DIRECTIONS ▸
Write out each line from the data below that includes the word "also".

Saved data entries:
*** Begin section ***

PR #1272, opened 2026-07-20
test: pin draft prototype-inspection behavior restored by #1271

jonatankruszewski:
Follow-up to our conversation. This adds a test-only file that pins the prototype-inspection behavior of drafts, so it can't silently regress in a future 11.x refactor.

### Why

#1259 wrapped `constructor`/`__proto__` reads in a sanitizing Proxy. That broke ecosystem libraries which introspect prototypes to classify values — e.g. lodash's `isPrototype` (behind `_.isEmpty`/`_.isEqual`/`_.isPlainObject`) reads
`value.constructor.prototype`, and fast-deep-equal compares `a.constructor`.

Reading `constructor.prototype` through the guard tripped the Proxy invariant for `Object`'s non-configurable `prototype`, so those reads threw or misreported

(#1265, #1266, #1268). It was reverted in #1271.

Right now nothing in the suite locks in the reverted behavior, so the same guard could get reintroduced without a failing test. These cases close that gap.

### What's covered

- `draft.constructor` returns the real constructor for object, array, and `[immerable]` class drafts
- constructor identity stays stable across sibling drafts (#1266)
- `draft.constructor.prototype` is readable and doesn't throw (#1265, #1268)
- lodash's `isPrototype` idiom works on drafts (#1268)
- reserved names (`constructor`) report correctly through `in` / `Object.keys`, and own data keys named `constructor` / `prototype` round-trip
- `Object.getPrototypeOf` / `__proto__` return the real prototype
- `setPrototypeOf` on a draft is still forbidden

### Notes

- No source changes — `__tests__/prototype-inspection.js` only.
- The file has a header comment documenting the rationale (the #1259 → #1271 history and the two consumer patterns), so the intent survives future  refactors. Happy to trim it if you'd rather keep it lean.

### DIFF
--- a/__tests__/prototype-inspection.js
+++ b/__tests__/prototype-inspection.js
@@ -1,0 +1,93 @@
+"use strict"
+import {produce, immerable} from "../src/immer"
+
+// Ecosystem libraries introspect prototypes to classify values, and reducers
+// routinely run them against drafts. The patterns below are lifted from the
+// most-installed consumers so drafts stay safe for them:
+// - lodash `isPrototype` (used by _.isEmpty, _.isEqual, _.isPlainObject):
+//   reads `value.constructor.prototype`
+// - fast-deep-equal: compares `a.constructor !== b.constructor`
+// These once crashed or misreported on drafts (#1265, #1266, #1268) because a
+// guard wrapped `constructor` reads in a Proxy, violating the engine invariant
+// for Object's non-configurable `prototype` property. The guard was reverted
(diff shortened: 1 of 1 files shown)


jonatankruszewski:
@mweststrate can we merge this one?

mweststrate:
@jonatankruszewski yes! Thanks for putting this one up. 

For future reference, this is basically why we're not going to mess with prototypes: https://adventures.nodeland.dev/archive/no-we-cant-harden-nodejs-against-prototype/

Issue #683, opened 2018-07-09
Track metadata in Piwik


maukoquiroga:
Relates to openfisca/openfisca-core#685
Requires openfisca/tracker/issues/4

**For** maintainers.

**Story:**

When deploying new API versions,
I want to know the detailed usage metrics for each of the currently supported versions,
so I can provide a better overall experience to our users.

**Definition of done:**

In order to have a better view of the API's usage, track :

- [ ] ~Core version~
- [x] Country package name
- [x] Country package version

MattiSG:
Looks like a duplicate of https://github.com/openfisca/openfisca-core/issues/683.

Closing this for now, feel free to reopen if I misqualified 🙂

fpagnoux:
I think we already have the name and country package version:

![image](https://user-images.githubusercontent.com/11834997/44536684-01964f80-a6cb-11e8-9026-38d0b03effb7.png)

I'm however not sure what the core version would bring. @maukoquiroga in which case would this piece of information help you?

maukoquiroga:
Hi @fpagnoux, effectively the current information available is enough. I've updated description.

PR #700, opened 2018-07-27
Track user ip through proxy

Anna-Livia:
connected to core #683 

This PR fixes the web API tracking so that the user's IP will be sent to the tracker even when the requests goes through a proxy (nginx)

#### Technical changes

- Adds a condition to send the first IP of the  `'X-Forwarded-For'` variable set by nginx, as the user's IP.

### DIFF
--- a/CHANGELOG.md
+++ b/CHANGELOG.md
@@ -2,7 +2,7 @@
 
 ### 23.4.1 [#700](https://github.com/openfisca/openfisca-core/pull/700)
 
-* Send the web API user's IP address to the tracker even when it goes through a proxy.
+* Fix API source IP detection through proxies.
 
 ## 23.4.0 [#694](https://github.com/openfisca/openfisca-core/pull/694)
 
--- a/CHANGELOG.md
+++ b/CHANGELOG.md
@@ -1,5 +1,9 @@
 # Changelog
 
+### 23.4.1 [#700](https://github.com/openfisca/openfisca-core/pull/700)
+
+* Send the web API user's IP address to the tracker even when it goes through a proxy.
+
 ## 23.4.0 [#694](https://github.com/openfisca/openfisca-core/pull/694)
 
 * Use `/` rather than `.` in the path to access a parameter:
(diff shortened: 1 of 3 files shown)


CHANGELOG.md
```diff
@@ -1,5 +1,9 @@
 # Changelog
 
+### 23.3.2 [#700](https://github.com/openfisca/openfisca-core/pull/700)
+
+* Send the web API user's IP address to the tracker even when it goes through a proxy.
```
MattiSG: I feel this changelog reads very ominous and gives a wrong idea about how tracking is done.
Suggestion: `Fix API source IP detection through proxies`.

openfisca_web_api_preview/app.py
```diff
@@ -167,12 +167,18 @@ def apply_headers(response):
 
     @app.after_request
     def track_requests(response):
+
         if tracker:
+            api_version = "{}-{}".format(data['country_package_metadata']['name'],
+                                         data['country_package_metadata']['version'])
             if request.headers.get('dnt'):
-                tracker.track(request.url)
+                user_ip = ""
```
MattiSG: > `source_ip` or even just `ip` would read clearer than `user_ip` to me, as it might not be a human user.

openfisca_web_api_preview/app.py
```diff
@@ -167,12 +167,18 @@ def apply_headers(response):
 
     @app.after_request
     def track_requests(response):
+
         if tracker:
+            api_version = "{}-{}".format(data['country_package_metadata']['name'],
```
sandcha: Move this line next to `api_version` call (before `tracker.track(...)`?

Anna-Livia:
@MattiSG Is is good for you ?

openfisca_web_api_preview/app.py
```diff
@@ -167,12 +167,20 @@ def apply_headers(response):
 
     @app.after_request
     def track_requests(response):
+
         if tracker:
+
```
MattiSG: These empty lines read weird to me 😉

PR #704, opened 2018-08-03
Actually take tracker token into account

fpagnoux:
Not sure exactly what this token does, but it was certainly not having any effect 😅 

I'll leave the changelog writing to someone who knows a little better what this is all about 🙂


Anna-Livia:
Good catch ! :) 
However, the tracking is working pretty well without it.... Do you have some idea of what adding this will bring ?

fpagnoux:
This token was introduced to track user IP... I've no idea why everything seemed to have work without it...

If we don't have any explanation to give, maybe keeping this change in #705 (which needs it) is fine...

fpagnoux:
Superseded by #705

Issue #615, opened 2018-01-25
Make the API discoverable from the API root


maukoquiroga:
Related to #512

**For** developers.

**Stories:**

When I’m considering working with the Web API,
I want to know if I'm in the right place,
so I can continue working without being frustrated.

When I'm working with the Web API,
I want to know the most important endpoints,
and I want to be able to navigate them,
so I can build my app more efficiently.

**Definition of done:**

The idea is to render a helpful response to :

- [ ] Let people know they're in the right place
- [ ] Let people request the root of API to get a list of the most important endpoints

Anna-Livia:
Proposition  when accessing the root of the API: 
{
      "openfisca-country-package" : "country-template-3.12.3",
      links: {
                   "list of all the parameters" : "//parameters"
                   "list of all the variables" : "//variables"
                    "description of a parameter": "//parameter/{name of the parameter}"
                   "description of a variable": "//variable/{name of the variable}"
                   "Calculate variables for a given situation": "//calculate"
                    "OpenAPI specifications": "//specs/"
      }
}

maukoquiroga:
Love the idea (looks a lot like https://api.github.com/).

I would:

- Use the full path, otherwise it won't be truly discoverable
- Only enumerate resources (i.e. `parameters` is a resource, `list` or `calculate` is an operation)

Example:

```json
{
  "info": {
    "country-package": {
      "title": "country-template",
      "version": "3.12.3"
    }
  },
  "links": [
    {
      "rel": "self",
      "description": null,
      "href": "https://fr.openfisca.org/api/v21"
    }, {
      "rel": "parameters",
      "description": null,
      "href": "https://fr.openfisca.org/api/v21/parameters"
    }, {
      "rel": "parameter",
      "description": null,
      "href": "https://fr.openfisca.org/api/v21/parameter/{parameter_id}"
    }, {
      "rel": "variables",
      "description": null,
      "href": "https://fr.openfisca.org/api/v21/variables"
    }, {
      "rel": "variable",
      "description": null,
      "href": "https://fr.openfisca.org/api/v21/variable/{variable_id}"
    }, {
      "rel": "spec",
      "description": "OpenAPI specifications",
      "href": "https://fr.openfisca.org/api/v21/specs"
    }
  ]
}
```

Anna-Livia:
I feel that the `github model` is more readable.

> Only enumerate resources (i.e. parameters is a resource, list or calculate is an operation)
[...]

PR #705, opened 2018-08-03
Make API discoverable from the root

fpagnoux:
Connected to #615 

* On the Web API, expose a welcome message (with a 300 code) on `/` instead of a 404 error.

For instance, `curl -i localhost:5000` gives:

```
HTTP/1.1 300 MULTIPLE CHOICES
(...)

{
  "welcome": "This is the root of an OpenFisca Web API. To learn how to use it, check the general documentation (https://openfisca.org/doc/api) and the OpenAPI specification of this instance (http://localhost:5000/spec)."
}
```

* This message can be customized:

If the Web API is started with `openfisca serve -p 3000 --welcome-message "Welcome to the OpenFisca-France Web API. To learn how to use it, check our interactive swagger documentation: https://fr.openfisca.org/legislation/swagger."`

Then `curl -i localhost:5000` gives:

```
HTTP/1.1 300 MULTIPLE CHOICES
(...)

{
  "welcome": "Welcome to the OpenFisca-France Web API. To learn how to use it, check our interactive swagger documenation: https://fr.openfisca.org/legislation/swagger"
}
```

(Like other configuration variables, this custom message can also be defined in a configuration file. Check the [openfisca serve documentation](https://openfisca.readthedocs.io/en/latest/openfisca_serve.html))

### DIFF
--- a/openfisca_web_api_preview/app.py
+++ b/openfisca_web_api_preview/app.py
@@ -58,6 +58,22 @@ def create_app(tax_benefit_system,
 
     data = build_data(tax_benefit_system)
 
+    def resolve_host(request):
+        if data['host'] is not None:
+            return data['host']
+        host = request.host_url
+        data['host'] = host
+        data['openAPI_spec']['host'] = host
+        return host
+
+    DEFAULT_WELCOME_MESSAGE = "This is the root of an OpenFisca Web API. To learn how to use it, check the general documentation (https://openfisca.org/doc/api) and the OpenAPI specification of this instance ({}spec)."
+
+    @app.route('/')
+    def get_root():
+        return jsonify({
+            'welcome': DEFAULT_WELCOME_MESSAGE.format(resolve_host(request))
+            }), 300
+
     @app.route('/parameters')
     def get_parameters():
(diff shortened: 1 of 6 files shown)


openfisca_web_api_preview/app.py
```diff
@@ -81,6 +98,8 @@ def get_variable(id):
 
     @app.route('/spec')
     def get_spec():
+        if data['host'] is None:
```
Anna-Livia: This condition is checked in `def resolve_host`. Isn't it redundant to have it here also ?

fpagnoux: The `spec` route can be called before the `/` one. In that case, `data['host']` is still `None` when we get here, so we need to resolve the host.

fpagnoux: However, I was just told that re-using the host from one request to another was risky (one local request, and everyone is seeing a `localhost:3000` as a host) and not very stateless, so we need a different approach 😞

fpagnoux: Ok, adapted the code :)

*** End section ***

EXERCISE RESULT ▸
(Like other configuration variables, this custom message can also be defined in a configuration file. Check the [openfisca serve documentation](https://openfisca.readthedocs.io/en/latest/openfisca_serve.html))
Anna-Livia: This condition is checked in `def resolve_host`. Isn't it redundant to have it here also ?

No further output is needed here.